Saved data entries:
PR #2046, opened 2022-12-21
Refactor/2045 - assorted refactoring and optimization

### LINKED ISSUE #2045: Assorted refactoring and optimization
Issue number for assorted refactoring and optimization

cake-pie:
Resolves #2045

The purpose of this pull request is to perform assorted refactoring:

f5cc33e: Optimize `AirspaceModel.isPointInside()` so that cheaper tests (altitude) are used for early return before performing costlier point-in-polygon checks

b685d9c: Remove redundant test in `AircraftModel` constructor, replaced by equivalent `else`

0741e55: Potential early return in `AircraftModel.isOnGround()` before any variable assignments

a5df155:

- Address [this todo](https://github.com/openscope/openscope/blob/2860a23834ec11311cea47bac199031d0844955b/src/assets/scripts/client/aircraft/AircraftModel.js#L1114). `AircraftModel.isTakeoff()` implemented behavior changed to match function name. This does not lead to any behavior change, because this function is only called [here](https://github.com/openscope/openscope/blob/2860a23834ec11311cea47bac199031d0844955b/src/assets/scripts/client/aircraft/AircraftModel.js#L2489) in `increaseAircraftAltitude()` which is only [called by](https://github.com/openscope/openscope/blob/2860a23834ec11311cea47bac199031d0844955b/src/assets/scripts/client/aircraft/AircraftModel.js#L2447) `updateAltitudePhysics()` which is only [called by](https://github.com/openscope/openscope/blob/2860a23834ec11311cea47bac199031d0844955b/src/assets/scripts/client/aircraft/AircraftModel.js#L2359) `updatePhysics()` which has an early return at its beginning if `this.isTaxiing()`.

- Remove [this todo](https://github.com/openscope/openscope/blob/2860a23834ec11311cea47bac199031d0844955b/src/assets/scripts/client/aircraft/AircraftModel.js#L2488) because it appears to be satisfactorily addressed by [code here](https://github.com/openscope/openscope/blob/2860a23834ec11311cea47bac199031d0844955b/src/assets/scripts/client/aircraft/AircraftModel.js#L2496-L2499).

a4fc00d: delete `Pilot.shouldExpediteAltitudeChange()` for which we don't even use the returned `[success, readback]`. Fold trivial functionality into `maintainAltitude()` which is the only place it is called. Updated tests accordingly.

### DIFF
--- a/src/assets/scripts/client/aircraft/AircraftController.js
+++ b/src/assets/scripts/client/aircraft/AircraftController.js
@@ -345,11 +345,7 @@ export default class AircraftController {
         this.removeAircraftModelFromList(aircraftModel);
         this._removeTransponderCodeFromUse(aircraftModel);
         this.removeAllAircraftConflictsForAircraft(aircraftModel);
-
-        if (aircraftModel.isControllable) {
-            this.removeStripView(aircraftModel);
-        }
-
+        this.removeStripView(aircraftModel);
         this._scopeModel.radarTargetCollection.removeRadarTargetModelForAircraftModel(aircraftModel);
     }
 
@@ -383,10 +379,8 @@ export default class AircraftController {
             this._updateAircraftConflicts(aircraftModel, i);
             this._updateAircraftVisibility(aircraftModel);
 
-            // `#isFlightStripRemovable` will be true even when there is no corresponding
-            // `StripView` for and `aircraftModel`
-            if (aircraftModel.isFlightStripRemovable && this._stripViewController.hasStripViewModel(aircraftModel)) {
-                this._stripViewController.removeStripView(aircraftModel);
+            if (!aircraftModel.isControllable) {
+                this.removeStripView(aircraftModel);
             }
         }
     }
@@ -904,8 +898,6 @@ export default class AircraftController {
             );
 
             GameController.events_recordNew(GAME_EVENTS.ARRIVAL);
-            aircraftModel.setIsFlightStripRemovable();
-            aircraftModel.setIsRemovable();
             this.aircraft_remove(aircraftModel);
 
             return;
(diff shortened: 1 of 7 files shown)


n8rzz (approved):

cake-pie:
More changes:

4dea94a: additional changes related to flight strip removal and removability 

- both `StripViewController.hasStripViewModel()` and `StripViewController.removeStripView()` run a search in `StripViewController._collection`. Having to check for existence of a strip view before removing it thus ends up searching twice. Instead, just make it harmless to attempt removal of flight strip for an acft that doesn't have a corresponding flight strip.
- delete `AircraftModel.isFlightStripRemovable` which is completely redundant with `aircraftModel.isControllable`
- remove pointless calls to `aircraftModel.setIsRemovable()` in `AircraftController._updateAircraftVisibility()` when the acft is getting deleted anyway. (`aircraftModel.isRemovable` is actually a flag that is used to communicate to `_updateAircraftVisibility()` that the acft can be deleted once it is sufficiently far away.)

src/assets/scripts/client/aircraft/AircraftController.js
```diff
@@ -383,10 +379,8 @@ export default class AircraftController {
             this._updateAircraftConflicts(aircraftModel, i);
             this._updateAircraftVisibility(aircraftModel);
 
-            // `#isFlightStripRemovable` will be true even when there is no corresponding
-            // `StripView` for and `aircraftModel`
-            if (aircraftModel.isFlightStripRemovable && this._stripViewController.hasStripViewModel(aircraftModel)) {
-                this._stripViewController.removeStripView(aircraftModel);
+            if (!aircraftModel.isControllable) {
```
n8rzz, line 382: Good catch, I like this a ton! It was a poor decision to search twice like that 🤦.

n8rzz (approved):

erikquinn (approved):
--
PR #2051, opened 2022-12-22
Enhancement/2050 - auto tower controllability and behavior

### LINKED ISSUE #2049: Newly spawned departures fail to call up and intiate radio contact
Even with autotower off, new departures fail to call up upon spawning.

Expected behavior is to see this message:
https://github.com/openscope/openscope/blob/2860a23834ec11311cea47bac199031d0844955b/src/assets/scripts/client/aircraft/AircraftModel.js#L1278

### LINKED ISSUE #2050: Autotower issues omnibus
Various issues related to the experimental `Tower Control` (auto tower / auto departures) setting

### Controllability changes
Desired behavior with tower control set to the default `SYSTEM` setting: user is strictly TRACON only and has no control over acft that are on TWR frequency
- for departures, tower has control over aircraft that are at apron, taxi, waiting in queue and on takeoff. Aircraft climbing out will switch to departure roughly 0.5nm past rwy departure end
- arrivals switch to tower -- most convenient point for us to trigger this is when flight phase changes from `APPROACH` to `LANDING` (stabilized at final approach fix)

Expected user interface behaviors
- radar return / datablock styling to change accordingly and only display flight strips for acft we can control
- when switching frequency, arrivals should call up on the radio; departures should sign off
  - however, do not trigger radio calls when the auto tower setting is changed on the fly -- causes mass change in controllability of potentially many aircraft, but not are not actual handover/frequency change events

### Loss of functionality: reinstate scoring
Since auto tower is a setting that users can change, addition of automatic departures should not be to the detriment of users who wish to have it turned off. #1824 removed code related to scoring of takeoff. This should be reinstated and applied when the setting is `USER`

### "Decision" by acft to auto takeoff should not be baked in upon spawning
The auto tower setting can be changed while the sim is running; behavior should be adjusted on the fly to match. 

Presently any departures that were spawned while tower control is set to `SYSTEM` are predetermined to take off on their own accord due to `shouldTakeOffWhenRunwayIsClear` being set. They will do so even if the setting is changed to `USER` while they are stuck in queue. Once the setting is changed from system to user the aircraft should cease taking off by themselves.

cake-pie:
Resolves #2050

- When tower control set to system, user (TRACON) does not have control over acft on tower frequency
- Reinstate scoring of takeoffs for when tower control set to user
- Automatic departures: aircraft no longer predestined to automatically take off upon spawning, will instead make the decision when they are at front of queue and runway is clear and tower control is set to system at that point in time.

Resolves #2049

▶ _TASK ITEM_
Gather and copy every line of the data in which the string "changed" is found.

▶ _RESULT OF THIS TASK_
- Address [this todo](https://github.com/openscope/openscope/blob/2860a23834ec11311cea47bac199031d0844955b/src/assets/scripts/client/aircraft/AircraftModel.js#L1114). `AircraftModel.isTakeoff()` implemented behavior changed to match function name. This does not lead to any behavior change, because this function is only called [here](https://github.com/openscope/openscope/blob/2860a23834ec11311cea47bac199031d0844955b/src/assets/scripts/client/aircraft/AircraftModel.js#L2489) in `increaseAircraftAltitude()` which is only [called by](https://github.com/openscope/openscope/blob/2860a23834ec11311cea47bac199031d0844955b/src/assets/scripts/client/aircraft/AircraftModel.js#L2447) `updateAltitudePhysics()` which is only [called by](https://github.com/openscope/openscope/blob/2860a23834ec11311cea47bac199031d0844955b/src/assets/scripts/client/aircraft/AircraftModel.js#L2359) `updatePhysics()` which has an early return at its beginning if `this.isTaxiing()`.
  - however, do not trigger radio calls when the auto tower setting is changed on the fly -- causes mass change in controllability of potentially many aircraft, but not are not actual handover/frequency change events
The auto tower setting can be changed while the sim is running; behavior should be adjusted on the fly to match. 
Presently any departures that were spawned while tower control is set to `SYSTEM` are predetermined to take off on their own accord due to `shouldTakeOffWhenRunwayIsClear` being set. They will do so even if the setting is changed to `USER` while they are stuck in queue. Once the setting is changed from system to user the aircraft should cease taking off by themselves.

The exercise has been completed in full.